--- START ---
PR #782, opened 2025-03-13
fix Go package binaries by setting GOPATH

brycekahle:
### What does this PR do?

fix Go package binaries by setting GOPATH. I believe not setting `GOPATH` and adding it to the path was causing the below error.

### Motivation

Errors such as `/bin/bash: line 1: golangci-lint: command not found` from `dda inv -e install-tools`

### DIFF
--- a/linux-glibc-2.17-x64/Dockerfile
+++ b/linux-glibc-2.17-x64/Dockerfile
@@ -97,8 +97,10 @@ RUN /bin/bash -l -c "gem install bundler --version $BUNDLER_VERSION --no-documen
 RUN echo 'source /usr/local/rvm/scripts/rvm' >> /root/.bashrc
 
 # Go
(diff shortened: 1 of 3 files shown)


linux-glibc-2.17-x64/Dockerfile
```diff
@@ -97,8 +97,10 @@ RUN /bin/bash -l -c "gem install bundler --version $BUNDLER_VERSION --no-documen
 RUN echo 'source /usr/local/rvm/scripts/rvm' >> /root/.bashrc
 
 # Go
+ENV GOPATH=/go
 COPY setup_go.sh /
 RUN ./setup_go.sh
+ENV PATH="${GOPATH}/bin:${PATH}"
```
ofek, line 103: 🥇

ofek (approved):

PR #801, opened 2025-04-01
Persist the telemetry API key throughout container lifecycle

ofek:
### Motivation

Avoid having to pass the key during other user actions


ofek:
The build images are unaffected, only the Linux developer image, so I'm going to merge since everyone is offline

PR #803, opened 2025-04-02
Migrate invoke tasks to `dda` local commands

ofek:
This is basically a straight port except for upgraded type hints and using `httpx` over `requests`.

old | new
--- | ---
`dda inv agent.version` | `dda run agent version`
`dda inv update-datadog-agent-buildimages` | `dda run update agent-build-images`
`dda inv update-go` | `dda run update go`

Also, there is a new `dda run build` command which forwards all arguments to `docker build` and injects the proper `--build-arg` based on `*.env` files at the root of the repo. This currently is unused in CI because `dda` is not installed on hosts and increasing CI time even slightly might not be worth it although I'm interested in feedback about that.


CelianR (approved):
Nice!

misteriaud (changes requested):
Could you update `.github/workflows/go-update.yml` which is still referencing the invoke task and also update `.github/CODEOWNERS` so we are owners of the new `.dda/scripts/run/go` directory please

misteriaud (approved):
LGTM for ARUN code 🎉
--- END ---
--- START ---
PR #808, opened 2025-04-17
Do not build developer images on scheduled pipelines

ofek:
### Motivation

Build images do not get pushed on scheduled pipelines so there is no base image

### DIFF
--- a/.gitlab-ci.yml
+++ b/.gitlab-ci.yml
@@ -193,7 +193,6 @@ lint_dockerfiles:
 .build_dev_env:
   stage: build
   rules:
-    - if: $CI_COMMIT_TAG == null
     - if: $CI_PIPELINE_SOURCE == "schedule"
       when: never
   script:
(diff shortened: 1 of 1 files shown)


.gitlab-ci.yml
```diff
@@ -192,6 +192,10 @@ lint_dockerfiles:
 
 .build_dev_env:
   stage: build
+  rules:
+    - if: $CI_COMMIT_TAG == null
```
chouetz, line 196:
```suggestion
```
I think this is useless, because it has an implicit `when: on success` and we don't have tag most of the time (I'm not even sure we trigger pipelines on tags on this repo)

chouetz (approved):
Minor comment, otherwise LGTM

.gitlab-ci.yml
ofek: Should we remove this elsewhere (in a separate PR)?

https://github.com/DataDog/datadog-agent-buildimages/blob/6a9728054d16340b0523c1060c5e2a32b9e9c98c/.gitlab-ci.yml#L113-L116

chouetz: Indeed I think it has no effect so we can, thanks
--- END ---
■ **WHAT TO DO**: For the lines above, output exactly those from the line containing "The build images" through the line containing "LGTM for ARUN code 🎉", and skip the others.

■ **WRITTEN RESPONSE**:
The build images are unaffected, only the Linux developer image, so I'm going to merge since everyone is offline

PR #803, opened 2025-04-02
Migrate invoke tasks to `dda` local commands

ofek:
This is basically a straight port except for upgraded type hints and using `httpx` over `requests`.

old | new
--- | ---
`dda inv agent.version` | `dda run agent version`
`dda inv update-datadog-agent-buildimages` | `dda run update agent-build-images`
`dda inv update-go` | `dda run update go`

Also, there is a new `dda run build` command which forwards all arguments to `docker build` and injects the proper `--build-arg` based on `*.env` files at the root of the repo. This currently is unused in CI because `dda` is not installed on hosts and increasing CI time even slightly might not be worth it although I'm interested in feedback about that.


CelianR (approved):
Nice!

misteriaud (changes requested):
Could you update `.github/workflows/go-update.yml` which is still referencing the invoke task and also update `.github/CODEOWNERS` so we are owners of the new `.dda/scripts/run/go` directory please

misteriaud (approved):
LGTM for ARUN code 🎉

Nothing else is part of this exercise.